__EXERCISE AIM__.
From the entries below, reproduce exactly the line containing "not logged during", the line containing "I've converted this", and every line in between, with nothing added.

####

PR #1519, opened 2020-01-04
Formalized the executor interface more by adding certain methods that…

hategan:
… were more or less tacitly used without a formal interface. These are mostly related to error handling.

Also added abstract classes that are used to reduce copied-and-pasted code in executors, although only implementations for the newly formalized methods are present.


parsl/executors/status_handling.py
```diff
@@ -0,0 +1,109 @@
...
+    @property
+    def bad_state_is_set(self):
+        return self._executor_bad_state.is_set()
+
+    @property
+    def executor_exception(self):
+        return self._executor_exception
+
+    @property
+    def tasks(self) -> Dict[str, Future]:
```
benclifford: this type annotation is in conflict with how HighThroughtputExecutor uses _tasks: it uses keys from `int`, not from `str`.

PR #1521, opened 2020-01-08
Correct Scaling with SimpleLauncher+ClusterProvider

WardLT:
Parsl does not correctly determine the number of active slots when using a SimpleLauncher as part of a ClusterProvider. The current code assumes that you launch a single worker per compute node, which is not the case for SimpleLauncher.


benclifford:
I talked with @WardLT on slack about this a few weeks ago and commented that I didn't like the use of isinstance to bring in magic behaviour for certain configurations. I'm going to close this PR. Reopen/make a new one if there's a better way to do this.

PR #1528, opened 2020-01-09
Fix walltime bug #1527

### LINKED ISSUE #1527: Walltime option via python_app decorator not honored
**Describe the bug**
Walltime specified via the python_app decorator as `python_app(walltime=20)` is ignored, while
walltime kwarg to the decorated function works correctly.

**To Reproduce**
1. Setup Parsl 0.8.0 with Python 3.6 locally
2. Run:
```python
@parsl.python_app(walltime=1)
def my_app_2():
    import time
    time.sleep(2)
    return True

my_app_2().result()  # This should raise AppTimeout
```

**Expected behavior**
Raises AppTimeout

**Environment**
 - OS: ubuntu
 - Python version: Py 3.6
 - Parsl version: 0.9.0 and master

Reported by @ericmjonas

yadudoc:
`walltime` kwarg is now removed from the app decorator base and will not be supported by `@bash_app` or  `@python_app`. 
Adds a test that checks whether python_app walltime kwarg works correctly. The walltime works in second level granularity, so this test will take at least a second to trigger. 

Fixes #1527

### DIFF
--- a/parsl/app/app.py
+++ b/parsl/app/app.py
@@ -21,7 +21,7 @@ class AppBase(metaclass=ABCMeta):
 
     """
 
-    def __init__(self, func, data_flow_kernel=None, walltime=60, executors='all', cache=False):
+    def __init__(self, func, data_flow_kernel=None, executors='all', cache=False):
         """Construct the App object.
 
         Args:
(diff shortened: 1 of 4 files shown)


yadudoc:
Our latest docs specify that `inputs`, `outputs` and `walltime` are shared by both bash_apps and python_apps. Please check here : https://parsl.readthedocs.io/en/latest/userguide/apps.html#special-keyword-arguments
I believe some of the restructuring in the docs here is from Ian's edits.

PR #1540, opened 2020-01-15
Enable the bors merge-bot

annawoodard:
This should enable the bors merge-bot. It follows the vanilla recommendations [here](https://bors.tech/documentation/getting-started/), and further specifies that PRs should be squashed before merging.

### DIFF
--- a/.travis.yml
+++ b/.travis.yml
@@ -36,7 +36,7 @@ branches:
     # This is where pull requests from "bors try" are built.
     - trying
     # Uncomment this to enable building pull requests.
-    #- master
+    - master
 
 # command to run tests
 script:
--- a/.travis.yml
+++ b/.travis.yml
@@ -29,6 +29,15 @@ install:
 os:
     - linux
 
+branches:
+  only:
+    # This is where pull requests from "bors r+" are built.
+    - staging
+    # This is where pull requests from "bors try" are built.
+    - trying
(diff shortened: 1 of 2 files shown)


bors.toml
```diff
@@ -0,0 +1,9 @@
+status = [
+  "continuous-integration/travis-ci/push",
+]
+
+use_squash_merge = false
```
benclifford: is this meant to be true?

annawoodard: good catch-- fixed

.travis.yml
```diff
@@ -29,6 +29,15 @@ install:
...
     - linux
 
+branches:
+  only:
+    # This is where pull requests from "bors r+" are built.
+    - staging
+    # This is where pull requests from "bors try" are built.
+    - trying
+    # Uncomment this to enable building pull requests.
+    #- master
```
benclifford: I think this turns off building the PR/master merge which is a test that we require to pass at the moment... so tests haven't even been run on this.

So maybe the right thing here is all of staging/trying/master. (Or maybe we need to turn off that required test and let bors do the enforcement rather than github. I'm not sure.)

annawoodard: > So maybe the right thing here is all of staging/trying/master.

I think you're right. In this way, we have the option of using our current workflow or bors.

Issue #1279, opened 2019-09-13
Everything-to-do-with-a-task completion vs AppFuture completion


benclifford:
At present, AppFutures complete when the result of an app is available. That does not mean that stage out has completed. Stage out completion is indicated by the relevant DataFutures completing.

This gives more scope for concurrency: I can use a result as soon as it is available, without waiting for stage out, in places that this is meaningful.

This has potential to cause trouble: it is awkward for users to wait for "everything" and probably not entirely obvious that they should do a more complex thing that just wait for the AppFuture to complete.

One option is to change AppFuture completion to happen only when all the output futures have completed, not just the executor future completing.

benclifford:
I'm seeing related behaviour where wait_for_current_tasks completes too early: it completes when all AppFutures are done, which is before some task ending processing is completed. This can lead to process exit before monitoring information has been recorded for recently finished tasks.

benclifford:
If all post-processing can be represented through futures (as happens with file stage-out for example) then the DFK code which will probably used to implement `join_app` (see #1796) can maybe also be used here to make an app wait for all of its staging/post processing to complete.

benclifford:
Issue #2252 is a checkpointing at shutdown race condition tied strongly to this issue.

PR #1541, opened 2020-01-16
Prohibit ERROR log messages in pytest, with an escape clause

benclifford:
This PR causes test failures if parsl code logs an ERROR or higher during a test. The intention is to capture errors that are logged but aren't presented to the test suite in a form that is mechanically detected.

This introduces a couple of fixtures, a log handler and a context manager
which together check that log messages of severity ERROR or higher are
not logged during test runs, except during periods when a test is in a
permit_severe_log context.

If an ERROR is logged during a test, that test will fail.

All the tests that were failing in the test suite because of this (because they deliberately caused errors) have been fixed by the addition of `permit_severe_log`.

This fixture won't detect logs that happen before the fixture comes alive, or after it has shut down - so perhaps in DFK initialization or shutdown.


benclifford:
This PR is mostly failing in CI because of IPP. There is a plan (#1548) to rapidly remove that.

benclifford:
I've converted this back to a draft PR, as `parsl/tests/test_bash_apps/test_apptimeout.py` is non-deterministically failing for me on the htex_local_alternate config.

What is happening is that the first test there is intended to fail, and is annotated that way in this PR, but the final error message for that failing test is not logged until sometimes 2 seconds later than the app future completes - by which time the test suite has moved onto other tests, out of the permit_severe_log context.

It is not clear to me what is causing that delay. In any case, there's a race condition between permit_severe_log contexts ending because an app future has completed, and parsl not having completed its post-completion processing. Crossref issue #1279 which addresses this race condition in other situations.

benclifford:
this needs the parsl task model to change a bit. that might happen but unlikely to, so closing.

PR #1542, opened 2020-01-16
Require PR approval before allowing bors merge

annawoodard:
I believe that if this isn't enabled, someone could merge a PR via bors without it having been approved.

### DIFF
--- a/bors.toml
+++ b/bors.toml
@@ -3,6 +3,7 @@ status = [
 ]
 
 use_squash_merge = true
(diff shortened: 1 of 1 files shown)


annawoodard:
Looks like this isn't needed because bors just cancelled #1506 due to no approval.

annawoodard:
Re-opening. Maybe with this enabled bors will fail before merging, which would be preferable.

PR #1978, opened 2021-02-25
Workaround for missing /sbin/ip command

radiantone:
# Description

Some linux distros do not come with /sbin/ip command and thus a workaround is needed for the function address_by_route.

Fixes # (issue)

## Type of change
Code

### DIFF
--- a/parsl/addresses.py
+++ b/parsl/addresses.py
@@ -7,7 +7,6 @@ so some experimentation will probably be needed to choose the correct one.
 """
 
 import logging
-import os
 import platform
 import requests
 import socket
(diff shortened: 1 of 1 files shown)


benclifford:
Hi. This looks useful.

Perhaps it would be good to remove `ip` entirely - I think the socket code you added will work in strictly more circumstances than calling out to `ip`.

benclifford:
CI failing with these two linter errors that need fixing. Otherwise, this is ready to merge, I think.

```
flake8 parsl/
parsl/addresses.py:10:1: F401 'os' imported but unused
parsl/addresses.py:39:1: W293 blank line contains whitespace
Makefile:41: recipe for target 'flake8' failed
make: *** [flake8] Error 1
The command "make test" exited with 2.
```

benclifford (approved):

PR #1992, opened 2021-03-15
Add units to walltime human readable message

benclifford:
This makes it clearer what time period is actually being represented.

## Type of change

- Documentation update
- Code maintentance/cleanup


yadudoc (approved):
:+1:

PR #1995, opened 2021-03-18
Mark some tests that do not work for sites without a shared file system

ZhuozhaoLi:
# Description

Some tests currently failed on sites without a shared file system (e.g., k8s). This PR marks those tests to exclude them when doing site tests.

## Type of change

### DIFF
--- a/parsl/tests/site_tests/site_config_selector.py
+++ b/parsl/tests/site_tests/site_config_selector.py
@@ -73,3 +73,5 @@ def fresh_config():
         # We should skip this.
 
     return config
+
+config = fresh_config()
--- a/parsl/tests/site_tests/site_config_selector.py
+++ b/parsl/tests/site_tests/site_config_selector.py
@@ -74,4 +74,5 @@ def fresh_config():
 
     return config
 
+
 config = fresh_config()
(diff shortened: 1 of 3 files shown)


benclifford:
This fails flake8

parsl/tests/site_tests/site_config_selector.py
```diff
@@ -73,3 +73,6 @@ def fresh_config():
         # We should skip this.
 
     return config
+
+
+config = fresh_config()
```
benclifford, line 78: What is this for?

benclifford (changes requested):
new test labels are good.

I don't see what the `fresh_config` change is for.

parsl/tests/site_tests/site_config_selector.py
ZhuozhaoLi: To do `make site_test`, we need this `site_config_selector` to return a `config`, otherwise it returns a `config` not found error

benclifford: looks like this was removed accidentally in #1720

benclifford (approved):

####

__TASK RESULT__.
not logged during test runs, except during periods when a test is in a
permit_severe_log context.

If an ERROR is logged during a test, that test will fail.

All the tests that were failing in the test suite because of this (because they deliberately caused errors) have been fixed by the addition of `permit_severe_log`.

This fixture won't detect logs that happen before the fixture comes alive, or after it has shut down - so perhaps in DFK initialization or shutdown.


benclifford:
This PR is mostly failing in CI because of IPP. There is a plan (#1548) to rapidly remove that.

benclifford:
I've converted this back to a draft PR, as `parsl/tests/test_bash_apps/test_apptimeout.py` is non-deterministically failing for me on the htex_local_alternate config.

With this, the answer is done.